Une belle manifestation à Milan, ma ville, le jour de la grève, ce lundi 22 septembre.

Nous étions si nombreux sous la pluie battante.

Je me permets encore de l’appeler procession laïque, car c’est davantage la condition dans laquelle nous nous déplaçons que la forme d’une procession.

Une manifestation, dans mon vocabulaire, implique une plateforme, une direction ou du moins une gestion stratégique.

Il me semble que ce n’est pas le cas avec ces manifestations. Quelqu’un s’organise, gère ses propres affaires, des milliers de personnes se joignent à nous – d’ailleurs, ce lundi 22, la marche a grossi au fur et à mesure, et nous étions au moins 50 000, apparemment – ​​petites associations, citoyens et groupes sans lien entre eux.

Cela reflète la société moderne : hyper fragmentée, désunie, et où il n’y a plus d’acteurs pour disputer le pouvoir.

En bref, ce fut une belle procession laïque, du moins jusqu’à la fin.

Nous partons de Cairoli, un grand classique, faisons demi-tour et revenons à Cairoli. J’imagine que c’est pour décompresser sur la place.

Les écoles de tous niveaux, même les plus jeunes, signe que c’est nous qui posons la question de l’avenir.

Je veux me diriger vers la tête. J’y vais avec le Sottile. Un ami cher avec qui nous trions les cheveux en quatre pour comprendre et appeler les choses par leur nom. Je le perds, puis nous nous retrouvons. Nous nous perdrons encore et encore au fil de la promenade. La première rencontre a lieu à l’Ago di Cadorna, comme si nous réparions les fractures de quarante ans de néolibéralisme.

Je salue les autres membres de ma communauté politique milanaise, toujours présents.

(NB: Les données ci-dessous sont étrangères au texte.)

PR #2998, opened 2024-12-03
feat: Implement `RelayDatagramsQueue`

matheus23:
Based on #2986 

## Description

Replaces `RelayRecvReceiver` and `RelayRecvSender` with the (clonable & shared) `RelayDatagramsQueue`.
This queue contains a `ConcurrentQueue` (from the smol library `concurrent-queue`) and an `AtomicWaker`.
It should only be polled from one task.
If polled from multiple tasks, then tasks will overwrite each other's wakers.

Unfortunately we can't make it use `&mut Self` in `poll_recv` because `quinn` expects the `AsyncUdpSocket`s `poll_recv` interface to be `&self`.

This (un)fortunately doesn't have an effect on performance for me.

(The benchmark is completely broken half the time for some reason, but when it runs it produces normal numbers:)
```sh
$ DEV_RELAY_ONLY=true cargo run -p iroh-net-bench --release --features=local-relay -- iroh --with-relay --download-size=100M
      │  Throughput   │ Duration 
──────┼───────────────┼──────────
 AVG  │   55.05 MiB/s │     1.82s
 P0   │   55.03 MiB/s │     1.82s
 P10  │   55.06 MiB/s │     1.82s
 P50  │   55.06 MiB/s │     1.82s
 P90  │   55.06 MiB/s │     1.82s
 P100 │   55.06 MiB/s │     1.82s
 ```
 
 And basically exactly the same times for the PR this is based on.

## Todo

- [x] Rename variables to e.g. `relay_datagrams_queue` instead of `relay_recv_sender` or `relay_recv_channel` etc.
- [x] Add documentation about multiple tasks polling, etc.

## Change checklist

- [x] Self-review.
- [x] Tests if relevant.

### DIFF
--- a/iroh/src/magicsock.rs
+++ b/iroh/src/magicsock.rs
@@ -1713,6 +1713,15 @@ enum DiscoBoxError {
     Parse(anyhow::Error),
 }
 
+/// A queue holding [`RelayRecvDatagram`]s that can be polled in async
+/// contexts, and wakes up tasks when something adds items using [`try_send`].
+///
+/// This is used to transfer relay datagrams between the [`RelayActor`]
+/// and [`MagicSock`].
+///
+/// [`try_send`]: Self::try_send
+/// [`RelayActor`]: crate::magicsock::RelayActor
+/// [`MagicSock`]: crate::magicsock::MagicSock
 #[derive(Debug)]
 struct RelayDatagramsQueue {
     queue: ConcurrentQueue<RelayRecvDatagram>,
@@ -1720,6 +1729,7 @@ struct RelayDatagramsQueue {
 }
 
 impl RelayDatagramsQueue {
+    /// Creates a new, empty queue with a fixed size bound of 128 items.
     fn new() -> Self {
         Self {
             queue: ConcurrentQueue::bounded(128),
@@ -1727,6 +1737,10 @@ impl RelayDatagramsQueue {
         }
     }
 
+    /// Sends an item into this queue and wakes a potential task
+    /// that's registered its waker with a [`poll_recv`] call.
+    ///
+    /// [`poll_recv`]: Self::poll_recv
     fn try_send(
         &self,
         item: RelayRecvDatagram,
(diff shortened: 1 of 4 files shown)

### CODE REVIEW

File: iroh/src/magicsock.rs [hunk 1]
```diff
@@ -1712,64 +1713,48 @@ enum DiscoBoxError {
...
-            Err(mpsc::error::TryRecvError::Disconnected) => {
-                Poll::Ready(Err(anyhow!("All RelayRecvSenders disconnected")))
+        match self.queue.pop() {
+            Ok(value) => Poll::Ready(Ok(value)),
+            Err(concurrent_queue::PopError::Empty) => {
+                self.waker.register(cx.waker());
+
+                match self.queue.pop() {
+                    Ok(value) => {
+                        self.waker.take();
```
flub, line 1747: FWIW the Flag examples in `AtomicWaker` don't bother with removing this waker if it is no longer needed.  I really don't know anymore how much this matters.  It depends on what suprious wakeups might happen or how concurrently this is called I guess.

This *should* be reasonably not-concurrently called IIUC, but then I don't understand why I had things not waking up in the broken version.

matheus23: Well, yeah, not removing the waker here means you're generating another spurious wakeup AFAIU. Not terrible, but also not great.

flub: Of course custom poll functions could mean some other poll decides to still return pending for other reasons.  In that case you'll get spurious wakeups I guess.

matheus23: Yes it's exactly that case you describe. If another poll fn decides to return pending for other reasons, then there's no need to wake up the future if there's another item in the queue. The only reason to wake up the future is for the other poll fn's reasons.

flub (approved):
I'm a bit surprised that you joined the sender & receiver back into a single object, after complaining on my PR that they were like this.  But... I don't mind.

Good naming though!

matheus23:
:joy: Sorry about that.

It's not that I want the sender & receiver to be separate necessarily.
It's just that sticking both a `tokio::mpsc::Sender` and `tokio::mpsc::Receiver` into the same object reads weird to me.

flub:
> Good naming though!

I take this part back.  This is only the `RelayRecvDatagramsQueue`.  We'll probably wan a send version too.  No big deal though.

matheus23:
> > Good naming though!
> 
> I take this part back. This is only the `RelayRecvDatagramsQueue`. We'll probably wan a send version too. No big deal though.

What if we re-use the same implementation for the send side :eyes: (and only rename the *variable* names to `relay_recv_queue`, not the struct name)?

PR #170, opened 2022-02-14
changed min cmake ver and CMAKE_SOURCE_DIR to PROJECT_SOURCE_DIR

brightprogrammer:
There was a build error when building CSFML stating that it failed to find files in `cmake` folder. Also there were some warnings for cmake version so changed cmake version too. This fixed the build for me.

### DIFF
--- a/CMakeLists.txt
+++ b/CMakeLists.txt
@@ -1,5 +1,4 @@
-
-cmake_minimum_required(VERSION 2.8.3)
+cmake_minimum_required(VERSION 3.0.2)
 
 # define a macro that helps defining an option
 macro(csfml_set_option var default type docstring)
@@ -17,7 +16,7 @@ csfml_set_option(CMAKE_BUILD_TYPE Release STRING "Choose the type of build (Debu
 project(CSFML)
 
 # include the configuration file
-include(${CMAKE_SOURCE_DIR}/cmake/Config.cmake)
+include(${PROJECT_SOURCE_DIR}/cmake/Config.cmake)
 
 # setup version numbers
 set(VERSION_MAJOR 2)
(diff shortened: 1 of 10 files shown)


CMakeLists.txt
```diff
@@ -1,5 +1,6 @@
 
-cmake_minimum_required(VERSION 2.8.3)
+# version 2.8.3 is deprecated so switch to 3.0
```
eXpl0it3r, line 2: Please remove this comment

CMakeLists.txt
```diff
@@ -1,5 +1,6 @@
...
+cmake_minimum_required(VERSION 3.0)
```
eXpl0it3r, line 3: Can you make it `3.0.2` so it's inline with SFML 2.5.1

eXpl0it3r (changes requested):
Thanks for the change!

Just two small comments 😉

CMakeLists.txt
brightprogrammer: Sure, will do that

CMakeLists.txt
brightprogrammer: ok it's done

eXpl0it3r:
Can you change the following line

https://github.com/SFML/CSFML/blob/317f58fa318450265b18657ce94c7224cae4c870/cmake/Config.cmake#L38

to something like this?

```
if(CMAKE_CXX_COMPILER MATCHES "clang[+][+]" OR CMAKE_CXX_COMPILER_ID MATCHES "Clang")
```

Not sure if it's the newer CMake version, but seems like it fails to detect AppleClang on macOS now.

----

Additionally, could you squash the commits into one?

brightprogrammer:
I'm sorry, I'm not that experienced with git, I think the squashing didn't go well but I made the requested changes

brightprogrammer:
> I'm sorry, I'm not that experienced with git, I think the squashing didn't go well but I made the requested changes

ok squashing worked, can you please check now? :smile:

brightprogrammer:
is it possibble that the problem is in the machine on which builds are running on?

eXpl0it3r (approved):

eXpl0it3r:
I managed to get it working, by using the code from SFML's 2.6.x branch 😄

eXpl0it3r:
Thanks a lot for this fix! 🙂

Issue #178, opened 2022-12-30
Consider adding a Default RenderState


eXpl0it3r:
It's currently unclear what a default RenderState would look like, so it might make sense to have a default RenderState that can be used as basis and then modified as need be.

See discussion thread [here](https://en.sfml-dev.org/forums/index.php?topic=9767.msg66807#msg66807) (and [here](https://en.sfml-dev.org/forums/index.php?topic=28827.0)).

Bqleine:
> See discussion thread [here](https://en.sfml-dev.org/forums/index.php?topic=9767.msg66807#msg66807) (and [here](https://en.sfml-dev.org/forums/index.php?topic=28827.0)).

Oh hey that's me! I'm gonna try to implement it tonight.

PR #180, opened 2023-01-05
Add function for default RenderState (#178)

Bqleine:
Took me a little while to get the environment working but I made it!
I tried to do my best to follow how everything else was made, I think this is the right way ?

Either way tell me if anything is wrong and have a nice day :)


Bqleine:
Can't have designated initializers in detroit 😔

eXpl0it3r (approved):

eXpl0it3r:
Thank you for adding this! 🙂

PR #189, opened 2023-06-27
Require SFML 2.6

tintou:
It is technically already the case since commits e606b52c39516d0c29e62bad1dd851a929b9ab95 and 7d2ebaf265140ee6d2ff0eb469ec36118d3cccc8


eXpl0it3r (approved):
Ah, I forgot to check if we request a version somewhere else when merging #189 

Thanks for this fix!

PR #190, opened 2023-07-03
Implement `sf::Rect<T>::getPosition()` and `sf::Rect<T>::getSize()`

ChrisThrasher:
Implements https://github.com/SFML/SFML/pull/1047

### DIFF
--- a/src/SFML/Graphics/Rect.cpp
+++ b/src/SFML/Graphics/Rect.cpp
@@ -30,6 +30,21 @@
 #include <SFML/Internal.h>
 
 
+namespace
+{
+sfVector2f toCType(const sf::Vector2f& vector)
+{
+    sfVector2f vec = {vector.x, vector.y};
+    return vec;
+}
+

Je tends la tête et vois la banderole : « Pas même un clou pour Israël. »

Oh là là ! Je ne m’attendais pas à ça. « Jamais une bannière ne m’a autant convenu », je l’écris sur ma page Facebook. J’utilise cette page et je continuerai à l’utiliser pour construire, tant que l’algorithme me laissera ne serait-ce qu’un tout petit peu de marge. Mais tôt ou tard, je l’abandonnerai.

Je rencontre Andrea, un autre ami, et nous discutons et prenons de nos nouvelles. Nous avons récemment correspondu, racontant nos combats communs : le mien au Circolo Tavo Burat de Biella, le sien lors de la manifestation pour Gaza, une initiative qui se déroule silencieusement et significativement depuis des mois sur la Piazza del Duomo de Milan.

Nous arrivons à la gare. Du coin de l’œil, je perçois du mouvement. Nous retournons au Duca d’Aosta. Les policiers mettent leurs casques, ils sont en tenue anti-émeute.

Il crie dans le couloir devant l’entrée de la gare, où autrefois les taxis affluaient.

La police ferme tous les accès, non seulement devant, mais dans toute la gare. Le segment du cortège qui s’était glissé dans le couloir est bloqué. Ils voulaient tout bloquer en criant « Tout le monde déteste la police. » Ce n’est pas un slogan que je connais. Je demande à Sottile, qui me le traduit et me l’explique.

Je pense : « Ce n’est pas vrai, la majorité réclame la police et la sécurité ».

Puis je suis parti. Je n’ai pas de temps à perdre au cinéma du coin.

En quittant ce qui était autrefois ma ville natale, traversant la crue de la rivière Seveso (qui se produit chaque fois qu’il pleut un peu plus que d’habitude), j’allume la radio, j’écoute Radio Popolare et j’écoute le déroulement des affrontements. Je repense à ce qui m’est arrivé. Je pense à la colère que suscitent des années de mensonges sur le génocide palestinien.

Je pense que pour changer le monde sans prendre le pouvoir , comme l’écrit Holloway, il faut construire beaucoup de consensus et que tout bloquer nous force à nous enfermer dans une barrière.

Chers jeunes et moins jeunes, vous étiez nombreux dans les couloirs de la gare centrale hier. Êtes-vous sûrs que c’est la bonne transition ? De la colère qui gronde dans les cortèges à l’assaut immédiat contre les services publics essentiels ?

Il serait peut-être préférable que les dockers le fassent ; ils ont plus d’expérience en matière de blocages logistiques.

Nous autres, nous pensons à mieux nous connaître, à nous lancer dans un voyage, à construire d’autres modes de vie. Les temps sont difficiles et le deviendront davantage ; nous ne faisons pas exactement ce que les puissants nous demandent. Ce serait manquer de subtilité, et pour sortir de l’impasse dans laquelle nous nous trouvons, la subtilité est nécessaire, même pour gérer la colère.